* Information *

PR #191, opened 2018-06-05
.set and .setOf

Pimm:
An implementation for `.set` and `.setOf`. Please hit me with your feedback, thoughts, and ideas.

I can implement `.map` and `.mapOf` in this PR as well.

@ljharb mentioned that `instanceof Set` does not work everywhere. Perhaps that has to be fixed.

### DIFF
--- a/factoryWithTypeCheckers.js
+++ b/factoryWithTypeCheckers.js
@@ -110,6 +110,8 @@ module.exports = function(isValidElement, throwOnDirectAccess) {
     oneOf: createEnumTypeChecker,
     oneOfType: createUnionTypeChecker,
     shape: createShapeTypeChecker,
+    set: createSetTypeChecker(),
+    setOf: createSetOfTypeChecker,
     exact: createStrictShapeTypeChecker,
   };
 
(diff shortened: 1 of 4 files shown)


factoryWithTypeCheckers.js
```diff
@@ -379,6 +381,52 @@ module.exports = function(isValidElement, throwOnDirectAccess) {
     return createChainableTypeChecker(validate);
   }
 
+  function createSetTypeChecker(expectedType) {
+    function validate(props, propName, componentName, location, propFullName, secret) {
+      var propValue = props[propName];
+      if (!(propValue instanceof Set)) {
```
ljharb: indeed, this should module-level-cache the getter for Set.prototype.size, call-bind it, and invoke it here.

factoryWithTypeCheckers.js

* What is being asked *
To answer, copy each line from the material above that has the word "setOf".

* Answer to this task *
.set and .setOf
An implementation for `.set` and `.setOf`. Please hit me with your feedback, thoughts, and ideas.
+    setOf: createSetOfTypeChecker,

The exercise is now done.